Dave Morton - Oct 27, 2012:
What criteria should we use for determining “positive” or “negative”, Jan? I’ve run through a couple, and they were more or less in the realm of “gobbledy-gook”. For example:
RETWEET na yg sayang aku :p wkwk
Harap kawasan je besar tapi lampu jaa
@carolcorazza htt p://t.co/1bKK8TmV (text altered to prevent link creation)
Ok, now granted, some of the above examples are in languages I don’t recognize, let alone read, but still, Should I just use the “don’t know” button liberally?
I would also suggest a “neutral” button, as well. Things like just the number 100 are neither positive nor negative, and “don’t know” isn’t proper for those. Just a suggestion.
Yes, the foreign languages are a problem. I’m trying to filter on only Enlish language, but apparently there are many false ‘english’ flags in the data.

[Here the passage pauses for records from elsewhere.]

PR #462, opened 2026-08-28
[Infra] Run clang-tidy natively on Windows

benvanik:
The supported Windows LLVM distribution is statically linked and does not export the C++ symbols required by loadable clang-tidy modules. Build a dedicated `iree-clang-tidy.exe` with the IREE checks linked in, while preserving the existing module-based analyzer on other hosts.

Bazel imports the selected LLVM headers and static archives, builds the analyzer in its own graph, and supplies analysis actions with the configured compiler environment and toolchain inputs. CMake builds the equivalent executable for its compile-database lane. Presubmit also resolves Windows executable suffixes, launches extensionless LLVM Python tools correctly, and batches anchored file selectors below the Win32 command-line limit.

Wrapper-option tests now assert parsed wrapper state and structured backend argv instead of searching rendered shell commands. This keeps checkout paths and presentation formatting from impersonating flags while still proving that wrapper-only options do not leak into Bazel or CMake.

## Landing order

This branch remains based directly on `main`; it is not stacked on #461. The restored analyzer exposes the IOCP owning-status violation corrected by #461, so merge #461 first and then rerun this PR against the updated base.

## Reviewer notes

The highest-value review surfaces are the imported LLVM archive set in `llvm_repo.bzl`, the Windows-only analyzer selection in `BUILD.bazel`, and the presubmit command construction shared by the Bazel and CMake lanes.


benvanik:
This is unacceptable.

Issue #314, opened 2016-10-22
Publish to shareable URL


outoftime:
Allow coders to “publish” their work to a stable, shareable URL.

A few approaches come to mind:

1. Export a gist that contains a single file with the fully-cooked page. Run the gist through [RawGit](https://rawgit.com/). Very simple! Not clear how this would work with [multi-page sites](https://github.com/popcodeorg/popcode/issues/786) though.
2. Push a project straight to a full-fledged GitHub repo, configured to publish to `gh-pages`. Definitely more work, but very nice and robust!
3. Set up a publicly-accessible S3 bucket, upload files directly to that (this is probably a bad idea)
4. Similarly, use something like [BitBalloon](https://www.bitballoon.com/features)

I think I’m leaning Option 2 at this point.

outoftime:
Another interesting option: use `gh-pages`, as discussed [here](https://github.com/popcodeorg/popcode/issues/296)

pwjablonski:
I'm interested in messing around with the rawgit solution.

PR #1424, opened 2018-04-16
Alexpelan/update repo

alexpelan:
When a repo is exported, we store the repo name returned by the github API. This allows us to determine if there is an existing repo, reflect this in the UI, and update the repo when the 'update repo' option is selected.

I did not change any of the functionality related to the existing export repo functionality. That means notably that the following things are not addressed:

- [ ] We still automatically generate a repo name using the page's title and a timestamp for uniqueness. We may want to add UI to capture desired repo name prior to release
- [ ] The link that is returned via the banner if the repo export window is closed is a link to the github repo itself, not the shareable .github.io address - that may be more desirable?

I wanted to keep the diff reasonably sized anyway. As always, Looking forward to yr feedback.

Another step towards #314


outoftime:
🎉🎊👯‍♀️🎊🎉🎊👯‍♀️🎊🎉

alexpelan:
🤔Looks like the fix I put in to stop those timestamp diffs from being wrong doesn't work or at least doesn't work right on travis. won't be able to resolve tonight, but shouldn't be a blocker for code review.

src/components/TopBar/HamburgerMenu.jsx
```diff
@@ -12,15 +12,18 @@ const HamburgerMenu = createMenu({
   name: 'hamburger',
 
   renderItems({
+    hasExportedRepo,
     hasInstructions,
     isEditingInstructions,
     isExperimental,
     isGistExportInProgress,
     isRepoExportInProgress,
+    isRepoUpdateInProgress,
```
outoftime: I don’t feel terribly strongly about this, but I think `isRepoExportInProgress` could reasonably capture both situations here, since only one could possibly be true at any given time. So, it might be nice to save ourselves a prop.

(I do think it makes sense to keep the underlying representation in the store the same—I would just suggest combined semantics at the selector level)

src/components/TopBar/HamburgerMenu.jsx
```diff
@@ -59,14 +62,25 @@ const HamburgerMenu = createMenu({
...
-              onClick={isRepoExportInProgress ? noop : onExportRepo}
-            >
-              {t('top-bar.export-repo')}
-            </MenuItem>,
-          );
+          if (hasExportedRepo) {
+            items.push(
+              <MenuItem
+                key="updateRepo"
+                onClick={isRepoUpdateInProgress ? noop : onUpdateRepo}
```
outoftime: Seems like we could use `isDisabled` here? Will get some styling for free and also it will handle the `noop` on click.

src/components/TopBar/HamburgerMenu.jsx
```diff
@@ -59,14 +62,25 @@ const HamburgerMenu = createMenu({
...
+              >
+                {t('top-bar.update-repo')}
+              </MenuItem>,
+            );
+          } else {
+            items.push(
+              <MenuItem
+                key="exportRepo"
+                onClick={isRepoExportInProgress ? noop : onExportRepo}
```
outoftime: Ibid. `isDisabled`

src/actions/clients.js
```diff
@@ -17,7 +17,9 @@ export const exportProject = createAction(
 );
 export const projectExported = createAction(
   'PROJECT_EXPORTED',
-  (url, exportType) => ({url, exportType}),
+  (url, exportType, projectKey, name) => ({url, exportType, projectKey, name}),
```
outoftime: So adding `projectKey` here is entirely reasonable (although if we’re sticking with positional arguments it seems like it should probably be first?)

However the `name` thing seems pretty specific to repo export—e.g. a gist, snapshot, etc. doesn’t meaningfully have a name.

A couple of alternative options:

1. Just store the URL, and parse it for the information we need when updating. Not _incredibly_ satisfying to have to build in knowledge of GitHub repo URL structure, but it’s not like it’s going to change.
2. Have this action take a `exportData` parameter that can contain an object with any export-type-specific information that might be used elsewhere.

src/clients/github.js
```diff
@@ -45,19 +45,45 @@ export async function createRepoFromProject(project, user) {
...
+  return {
+    url: data.html_url,
+    name: REPO_NAME,
+  };
+}
 
-  await createPreviewFile(github, project, userName, REPO_NAME);
+export async function updateRepoFromProject(project, user) {
+  const github = clientForUser(user);
+  const REPO_NAME = project.repoName;
```
outoftime: How come this is upper-snake-case?

src/records/Project.js
```diff
@@ -15,6 +15,7 @@ export default class Project extends Record({
   hiddenUIComponents: new Set(['console']),
   updatedAt: null,
   instructions: '',
+  repoName: null,
```
outoftime: Maybe premature generalization, but this would feel better to me inside a collection or record of some sort whose role is to store “external locations that this project has been exported to”. Might also dovetail with @pwjablonski’s work on Google Classroom integration, since that’s another case where a project needs to remember a link to an external resource?

src/selectors/getCurrentProjectExportedRepoName.js
```diff
@@ -0,0 +1,9 @@
+import {createSelector} from 'reselect';
+import get from 'lodash/get';
+import getCurrentProject from './getCurrentProject';
+
+export default createSelector(
+  [getCurrentProject],
+  currentProject =>
+    currentProject ? get(currentProject, ['repoName'], '') : '',
```
outoftime: Seems like this selector should return `null` or `undefined` rather than an empty string if there is no repo in play?

src/selectors/isProjectExportInProgress.js
```diff
@@ -0,0 +1,5 @@
+export default function isProjectExportInProgress(state, exportKey) {
```
outoftime: 👍

src/sagas/clients.js
```diff
@@ -30,19 +31,21 @@ export function* exportProject({payload: {exportType}}) {
...
-  let url;
+  let url, name;
 
   try {
     if (exportType === 'gist') {
       ({html_url: url} = yield call(createGistFromProject, project, user));
     } else if (exportType === 'repo') {
-      ({html_url: url} = yield call(createRepoFromProject, project, user));
+      ({url, name} = yield call(createRepoFromProject, project, user));
+    } else if (exportType === 'repo-update') {
```
outoftime: Would it be crazy to not treat this as a separate export type? In principle the saga here could decide which client method to call based on the presence of an existing repo name/URL in the project, or the client could just provide a `createOrUpdateRepoFromProject` which could decide what to do on the same basis. The message used for success is (sensibly) identical already, and the error messages could be merged with only minor modifications. WDYT?

src/clients/github.js
```diff
@@ -159,14 +185,15 @@ async function createSourceFileInRepo(
...
-    ),
+  await performWithRetryNetworkErrors(
+    () => github.getRepo(userName, repoName).
+      writeFile(
+        branchName,
+        fileName,
+        source,
+        COMMIT_MESSAGE,
+        {},
+      ),
```
outoftime: Probably not relevant for this PR, but I did just come across [a way to create/update multiple files via the GitHub API with a fixed number of API requests](https://gist.github.com/StephanHoyer/91d8175507fcae8fb31a).

As it happens, that number of API requests is probably not meaningfully smaller than the number we make in the current implementation, so probably mostly of academic interest unless we find ourselves increasing the number of files we write to GitHub…

src/components/TopBar/HamburgerMenu.jsx
alexpelan: consolidated `isRepoUpdateInProgress` into `isRepoExportInProgress`

src/components/TopBar/HamburgerMenu.jsx
alexpelan: sgtm - also updated gist and classroom export so we're consistent across the burger

src/actions/clients.js
alexpelan: went with `exportData`

src/clients/github.js
alexpelan: ¯\_(ツ)_/¯

(probably it was a constant at some point during the development process). `repoName` it is

src/components/TopBar/HamburgerMenu.jsx
outoftime: if there’s one thing i like in a burger, it’s cheese. if there’s two, it’s cheese and consistency.

src/sagas/clients.js
alexpelan: Got rid of `repo-export` all around - this actually got rid of a lot of duplication at the cost of a conditional in the `createOrUpdateRepoFromProject`

alexpelan:
@outoftime this is ready for another review. 

I'm seeing some test flakiness - the timestamp comparison for the saga tests are sometimes off by 1, not sure if it's a problem with `sinon.useFakeTimers` or what

src/clients/github.js
```diff
@@ -25,37 +25,73 @@ function normalizeTitle(title) {
...
 
-  return data;
+  await createRepoFiles(github, project, userName, repoName);
+
+  const {data} = await performWithRetryNetworkErrors(
+    () => github.getRepo(userName, repoName).getDetails(),
+  );
+
+  return {
+    url: data.html_url,
```
outoftime: Seems like we should include `repoName` here for consistency with the create function?

src/components/TopBar/index.jsx
```diff
@@ -109,6 +111,8 @@ export default function TopBar({
         onExportToClassroom={onExportToClassroom}
         onStartEditingInstructions={
           partial(onStartEditingInstructions, currentProjectKey)}
+        onUpdateRepo={onUpdateRepo}
+
```
outoftime: Extra whitespace

src/records/Project.js
```diff
@@ -8,13 +8,18 @@ const Sources = Record({
   javascript: '',
 });
 
+const ExternalLocations = Record({
+  githubRepoName: null,
+});
```
outoftime: 👍 👍 👍

src/reducers/projects.js
```diff
@@ -209,6 +209,19 @@ export default function reduceProjects(stateIn, action) {
         action.meta.timestamp,
       );
 
+    case 'PROJECT_EXPORTED':
```
outoftime: We probably want to consume this in the `projects` saga and update the data in Firebase in this case too, right?

alexpelan:
@outoftime motivated by not wanting to have to rebase this on the google auth branch, finally got the next set of changes in tonight. If it's good to go, I'm gonna squash this all up into one commit before merge.

src/sagas/projects.js
```diff
@@ -105,11 +106,20 @@ function generateProjectKey() {
   return (date.getTime() * 1000 + date.getMilliseconds()).toString();
 }
 
+export function* projectExported({payload: {exportType}}) {
+  if (exportType === 'repo') {
+    const state = yield select();
+    yield call(saveCurrentProject, state);
+  }
+  yield call(noop);
```
outoftime: Is there a rule that sagas need to yield at least one effect, or somesuch?

alexpelan: it appears there is not. but unrelated, I just ran through a test after making this change and it looks like the reponame isn't getting persisted to firebase right, so I'm going to figure out what's going on before sending this back your way with this change

alexpelan:
@outoftime squashed up into one commit and I think it's ready to launch

pwjablonski:
@alexpelan super cool! This looks awesome! Looks like GitHub has a way to publish without creating a separate branch. https://developer.github.com/v3/repos/pages/. Not sure if this might be useful in the future.

Issue #1427, opened 2018-04-24
Upgrade to latest react version (16.3.2)


meg2208:
We will need this for https://github.com/popcodeorg/popcode/issues/1403 as well as AsyncMode for https://github.com/popcodeorg/popcode/issues/1394 (PR https://github.com/popcodeorg/popcode/pull/1426). 16.3 also adds the new lifecycle methods for Fiber. Quite a doozie!

Issue #1402, opened 2018-03-30
Replace componentWillReceiveProps and other soon-to-be-deprecated lifecycle methods


outoftime:
A future version of React 16 will [deprecate `componentWillReceiveProps()` and a couple of other lifecycle methods](https://reactjs.org/blog/2018/03/27/update-on-async-rendering.html#side-effects-on-props-change); React 17 will remove them altogether.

The idea is to use the ‘I don’t know’ button as liberal as possible. When you’re not certain, just press that one. At the moment, this is not a recorded value.
I know what you mean about the ‘neutral’ thing. I have been thinking about that one also. For the training algorithm that I currently have in mind, this isn’t really important, but perhaps for the future.

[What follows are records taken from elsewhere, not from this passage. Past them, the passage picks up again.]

PR #1444, opened 2018-05-04
Simple semver dependency upgrades

outoftime:
Upgrades all semver dependencies that don’t have major complications (e.g. stylelint, where we muck with the internals)

### DIFF
--- a/package.json
+++ b/package.json
@@ -285,7 +285,7 @@
     "karma-safari-launcher": "^1.0.0",
     "karma-sinon": "^1.0.5",
     "karma-sourcemap-loader": "^0.3.7",
-    "karma-tap": "^4.1.3",
+    "karma-tap": "4.1.3",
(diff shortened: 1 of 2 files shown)


package.json
```diff
@@ -308,9 +308,6 @@
     "webpack": "^4.0.1",
     "webpack-dev-middleware": "^3.0.0"
   },
-  "optionalDependencies": {
-    "fsevents": "*"
-  },
```
outoftime: @jwang1919 you originally put this in for Windows compatibility, but I don’t _think_ it should be necessary at this point. Can you see if you can still run the project on latest `master`? Thanks!

jwang1919: Looks okay to remove the `fsevents`, but now running into a Python issue with `node-gyp`. More info here: https://github.com/popcodeorg/popcode/issues/1449

PR #1459, opened 2018-05-08
Regenerate yarn lockfile

outoftime:
The yarn lockfile is path-dependent on the particular order of package installations and upgrades that we do over time, leading to things like unnecessarily duplicate packages, sub-dependencies that are out of date, etc. Apparently the move is to just delete it and re-generate it with `yarn install`. As long as all direct dependencies are already at their semver latest, this doesn’t have any effect on the packages we interact with directly.

### DIFF
--- a/yarn.lock
+++ b/yarn.lock
@@ -412,17 +412,13 @@ acorn-jsx@^3.0.0:
   dependencies:
     acorn "^3.0.4"
 
-acorn@5.X, acorn@^5.0.3:
-  version "5.5.0"
-  resolved "https://registry.yarnpkg.com/acorn/-/acorn-5.5.0.tgz#1abb587fbf051f94e3de20e6b26ef910b1828298"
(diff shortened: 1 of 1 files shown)


meg2208:
@outoftime in my experience, you should never need to make a PR like this if yarn is used properly. Instead of adding new dependencies by manually updating the `package.json`, they should always be added using `yarn add <dependency>@<version>` and that will update the `package.json` and `yarn.lock` for you. That is how I have done it at work and that is how I did it in other PRs for this project.

Perhaps you already knew that, but just wanted to throw in my two cents!

meg2208:
I see what you mean, so `yarn` doesn't fully support updating transitive dependencies (sub dependencies). As you mentioned `yarn-tools fix-duplicates` command does accomplish this, but it seems like that should be part of yarn natively, but is not (yet).

Interestingly, I have definitely had this problem with other programming languages too, and this is a problem that [Java 9 Modules](https://www.oracle.com/corporate/features/understanding-java-9-modules.html) tried to solve by basically letting you only export transitive dependencies if you explicitly state that you want to do that.

PR #1477, opened 2018-05-19
containerize output

pwjablonski:
This PR containerizes the Output.

@outoftime I think the draggable console PR was getting a bit unruly. I thought it would be better to chunk it out into some separate PRs. Doesn't do much as a stand alone but should make it easier to implement the console divider drag later on.

### DIFF
--- a/src/containers/Output.js
+++ b/src/containers/Output.js
@@ -1,0 +1,17 @@
+import {connect} from 'react-redux';
+import Output from '../components/Output';
+import {
+  isDraggingColumnDivider,
+  getOpenTopBarMenu,
+} from '../selectors';
+
+function mapStateToProps(state) {
+  return {
+    isDraggingColumnDivider: isDraggingColumnDivider(state),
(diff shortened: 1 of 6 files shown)


src/containers/Output.js
```diff
@@ -0,0 +1,17 @@
...
+import Output from '../components/Output';
+import {
+  isDraggingColumnDivider,
+  getOpenTopBarMenu,
+} from '../selectors';
+
+function mapStateToProps(state) {
+  return {
+    isDraggingColumnDivider: isDraggingColumnDivider(state),
+    openTopBarMenu: getOpenTopBarMenu(state),
```
outoftime: I would call this something like `isAnyTopBarMenuOpen` and cast it to a boolean? (I think as written this would fail the PropType check)

pwjablonski:
Sounds cool! I will hold off on the drag-to-resize functionality then.

pwjablonski:
@outoftime should be good to go! Think I'm getting the hang of the rebasing :)

outoftime:
@pwjablonski nice!!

Don’t know yet. For the time being, just say ‘don’t know’ and you’ll get a next one (plenty of tweets to tag)
In the future, I might perhaps go through some statements recursively to tag them with different things besides positive/negative.
What criteria should we use for determining “positive” or “negative”, Jan?
Anything that sounds in either way, for instance: insults, or people telling how miserable they feel = negative. People going like YESSSS, or or WE WON = positive.
Take a peek at the ‘results’ tab. I’ve already labeled some.